# About this task
The answer should be every line below, retyped exactly.

━━━━━━━━━━

PR #3001, opened 2023-02-09
Take election def as input in auth lib methods

arsalansufi:

## Overview

This PR adjusts how the auth lib accesses the election definition. I've thus far been having backends configure the auth lib with the election definition on startup and subsequent election definition changes, meaning that the auth lib is essentially caching the election definition. This is error prone since we have to remember to update the auth lib's copy of the election definition any time it changes in the containing backend.

This PR looks at an alternative: having the backend provide the election definition on every auth lib call. Even though the frontend polls auth status, we're not worried about this from a performance perspective since 1) SQLite can comfortably handle this read pattern and 2) we're in a fully local context.

## Testing

- [x] Updated/added automated tests
- [x] Tested VxAdmin auth manually
- [x] Tested VxCentralScan auth manually
- [x] Tested VxScan auth manually

## Checklist

### DIFF
--- a/apps/admin/backend/src/server.ts
+++ b/apps/admin/backend/src/server.ts
@@ -38,11 +38,22 @@ function constructDippedSmartCardAuthMachineState(
   workspace: Workspace
 ): DippedSmartCardAuthMachineState {
   // TODO: Once we actually support multiple elections, configure the auth instance with the
-  // currently selected election rather than the first. In fact, do so as soon as the currently
-  // selected election is persisted on the backend instead of the frontend since, even today, in
-  // dev, we can end up with multiple election definitions under the hood via incognito windows
+  // currently selected election rather than the most recently created. In fact, do so as soon as
+  // the currently selected election is persisted on the backend instead of the frontend since,
+  // even today, in dev, we can end up with multiple election definitions under the hood via
+  // incognito windows
   const elections = workspace.store.getElections();
-  return { electionDefinition: elections[0]?.electionDefinition };
+  const mostRecentlyCreatedElection =
+    elections.length > 0
+      ? elections.reduce((e1, e2) =>
+          new Date(e1.createdAt) > new Date(e2.createdAt)
+            ? /* istanbul ignore next */ e1
+            : e2
+        )
+      : undefined;
+  return {
+    electionDefinition: mostRecentlyCreatedElection?.electionDefinition,
+  };
 }
 
 function buildApi(auth: DippedSmartCardAuthApi, workspace: Workspace) {
--- a/apps/admin/backend/src/server.ts
+++ b/apps/admin/backend/src/server.ts
@@ -4,16 +4,18 @@ import {
   BallotPageLayout,
   CandidateContest,
   CastVoteRecord,
+  ElectionDefinition,
   getBallotStyle,
   getContests,
   Id,
   InlineBallotImage,
+  Optional,
   Rect,
   safeParse,
   safeParseJson,
   safeParseNumber,
 } from '@votingworks/types';
-import { zip } from '@votingworks/basics';
+import { assert, zip } from '@votingworks/basics';
 import express, { Application } from 'express';
 import compression from 'compression';
 import * as fs from 'fs/promises';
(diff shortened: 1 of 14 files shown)


apps/admin/backend/src/server.ts
```diff
@@ -38,11 +38,22 @@ function constructDippedSmartCardAuthMachineState(
   workspace: Workspace
 ): DippedSmartCardAuthMachineState {
   // TODO: Once we actually support multiple elections, configure the auth instance with the
-  // currently selected election rather than the first. In fact, do so as soon as the currently
-  // selected election is persisted on the backend instead of the frontend since, even today, in
-  // dev, we can end up with multiple election definitions under the hood via incognito windows
+  // currently selected election rather than the most recently created. In fact, do so as soon as
+  // the currently selected election is persisted on the backend instead of the frontend since,
+  // even today, in dev, we can end up with multiple election definitions under the hood via
+  // incognito windows
```
arsalansufi, line 44: This was an interesting one. Since Cypress tests do trigger this "multiple election definitions under the hood" state, but we no longer set the auth lib election definition when a user loads an election definition (every integration test starts with the load of an election definition), I had to update the selection logic here to select the most recently created election definition rather than the first

Again, all inconsequential for prod

libs/auth/src/inserted_smart_card_auth_with_memory_card.ts
```diff
@@ -49,70 +45,56 @@ export class InsertedSmartCardAuthWithMemoryCard
...
-  readCardData<T>({
-    schema,
-  }: {
-    schema: z.ZodSchema<T>;
-  }): Promise<Result<Optional<T>, SyntaxError | z.ZodError | Error>> {
-    return this.card.readLongObject(schema);
+  readCardData<T>(
+    machineState: InsertedSmartCardAuthMachineState,
+    input: { schema: z.ZodSchema<T> }
+  ): Promise<Result<Optional<T>, SyntaxError | z.ZodError | Error>> {
```
arsalansufi, line 80: Though I'm not doing this yet since this implementation will be short lived, I could call `this.checkCardReaderAndUpdateAuthStatus(machineState)` and then verify that the user is logged in as a sys admin and that there's a card in the card reader

apps/admin/backend/src/server.ts
jonahkagan: Is there any way to make the Cypress tests unconfigure when they are done so that we don't have this problem?

libs/auth/src/dipped_smart_card_auth.ts
```diff
@@ -12,27 +12,40 @@ import {
...
 export interface DippedSmartCardAuthConfig {
   allowElectionManagersToAccessUnconfiguredMachines?: boolean;
+}
+
+/**
+ * Machine state that the consumer is responsible for providing
+ */
+export interface DippedSmartCardAuthMachineState {
   electionDefinition?: ElectionDefinition;
 }
```
jonahkagan, line 51: Since we're really just checking the election hash from the machine against the hash from the card, should we just pass in the election hash instead of this abstracted machine state? Might be a little easier to grok. Or is there a reason we might want the full election def or want to add other fields to the machine state?

I know card programming is one place where we use the `electionData` string as well, but you could argue that it's more clear to have that be its own argument passed into `programCard` to indicate that we're programming the card with that data (vs all the other methods that are just doing a hash comparison to validate the current card)

libs/auth/src/dipped_smart_card_auth_with_memory_card.ts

━━━━━━━━━━

# Completed task
PR #3001, opened 2023-02-09
Take election def as input in auth lib methods

arsalansufi:

## Overview

This PR adjusts how the auth lib accesses the election definition. I've thus far been having backends configure the auth lib with the election definition on startup and subsequent election definition changes, meaning that the auth lib is essentially caching the election definition. This is error prone since we have to remember to update the auth lib's copy of the election definition any time it changes in the containing backend.

This PR looks at an alternative: having the backend provide the election definition on every auth lib call. Even though the frontend polls auth status, we're not worried about this from a performance perspective since 1) SQLite can comfortably handle this read pattern and 2) we're in a fully local context.

## Testing

- [x] Updated/added automated tests
- [x] Tested VxAdmin auth manually
- [x] Tested VxCentralScan auth manually
- [x] Tested VxScan auth manually

## Checklist

### DIFF
--- a/apps/admin/backend/src/server.ts
+++ b/apps/admin/backend/src/server.ts
@@ -38,11 +38,22 @@ function constructDippedSmartCardAuthMachineState(
   workspace: Workspace
 ): DippedSmartCardAuthMachineState {
   // TODO: Once we actually support multiple elections, configure the auth instance with the
-  // currently selected election rather than the first. In fact, do so as soon as the currently
-  // selected election is persisted on the backend instead of the frontend since, even today, in
-  // dev, we can end up with multiple election definitions under the hood via incognito windows
+  // currently selected election rather than the most recently created. In fact, do so as soon as
+  // the currently selected election is persisted on the backend instead of the frontend since,
+  // even today, in dev, we can end up with multiple election definitions under the hood via
+  // incognito windows
   const elections = workspace.store.getElections();
-  return { electionDefinition: elections[0]?.electionDefinition };
+  const mostRecentlyCreatedElection =
+    elections.length > 0
+      ? elections.reduce((e1, e2) =>
+          new Date(e1.createdAt) > new Date(e2.createdAt)
+            ? /* istanbul ignore next */ e1
+            : e2
+        )
+      : undefined;
+  return {
+    electionDefinition: mostRecentlyCreatedElection?.electionDefinition,
+  };
 }
 
 function buildApi(auth: DippedSmartCardAuthApi, workspace: Workspace) {
--- a/apps/admin/backend/src/server.ts
+++ b/apps/admin/backend/src/server.ts
@@ -4,16 +4,18 @@ import {
   BallotPageLayout,
   CandidateContest,
   CastVoteRecord,
+  ElectionDefinition,
   getBallotStyle,
   getContests,
   Id,
   InlineBallotImage,
+  Optional,
   Rect,
   safeParse,
   safeParseJson,
   safeParseNumber,
 } from '@votingworks/types';
-import { zip } from '@votingworks/basics';
+import { assert, zip } from '@votingworks/basics';
 import express, { Application } from 'express';
 import compression from 'compression';
 import * as fs from 'fs/promises';
(diff shortened: 1 of 14 files shown)


apps/admin/backend/src/server.ts
```diff
@@ -38,11 +38,22 @@ function constructDippedSmartCardAuthMachineState(
   workspace: Workspace
 ): DippedSmartCardAuthMachineState {
   // TODO: Once we actually support multiple elections, configure the auth instance with the
-  // currently selected election rather than the first. In fact, do so as soon as the currently
-  // selected election is persisted on the backend instead of the frontend since, even today, in
-  // dev, we can end up with multiple election definitions under the hood via incognito windows
+  // currently selected election rather than the most recently created. In fact, do so as soon as
+  // the currently selected election is persisted on the backend instead of the frontend since,
+  // even today, in dev, we can end up with multiple election definitions under the hood via
+  // incognito windows
```
arsalansufi, line 44: This was an interesting one. Since Cypress tests do trigger this "multiple election definitions under the hood" state, but we no longer set the auth lib election definition when a user loads an election definition (every integration test starts with the load of an election definition), I had to update the selection logic here to select the most recently created election definition rather than the first

Again, all inconsequential for prod

libs/auth/src/inserted_smart_card_auth_with_memory_card.ts
```diff
@@ -49,70 +45,56 @@ export class InsertedSmartCardAuthWithMemoryCard
...
-  readCardData<T>({
-    schema,
-  }: {
-    schema: z.ZodSchema<T>;
-  }): Promise<Result<Optional<T>, SyntaxError | z.ZodError | Error>> {
-    return this.card.readLongObject(schema);
+  readCardData<T>(
+    machineState: InsertedSmartCardAuthMachineState,
+    input: { schema: z.ZodSchema<T> }
+  ): Promise<Result<Optional<T>, SyntaxError | z.ZodError | Error>> {
```
arsalansufi, line 80: Though I'm not doing this yet since this implementation will be short lived, I could call `this.checkCardReaderAndUpdateAuthStatus(machineState)` and then verify that the user is logged in as a sys admin and that there's a card in the card reader

apps/admin/backend/src/server.ts
jonahkagan: Is there any way to make the Cypress tests unconfigure when they are done so that we don't have this problem?

libs/auth/src/dipped_smart_card_auth.ts
```diff
@@ -12,27 +12,40 @@ import {
...
 export interface DippedSmartCardAuthConfig {
   allowElectionManagersToAccessUnconfiguredMachines?: boolean;
+}
+
+/**
+ * Machine state that the consumer is responsible for providing
+ */
+export interface DippedSmartCardAuthMachineState {
   electionDefinition?: ElectionDefinition;
 }
```
jonahkagan, line 51: Since we're really just checking the election hash from the machine against the hash from the card, should we just pass in the election hash instead of this abstracted machine state? Might be a little easier to grok. Or is there a reason we might want the full election def or want to add other fields to the machine state?

I know card programming is one place where we use the `electionData` string as well, but you could argue that it's more clear to have that be its own argument passed into `programCard` to indicate that we're programming the card with that data (vs all the other methods that are just doing a hash comparison to validate the current card)

libs/auth/src/dipped_smart_card_auth_with_memory_card.ts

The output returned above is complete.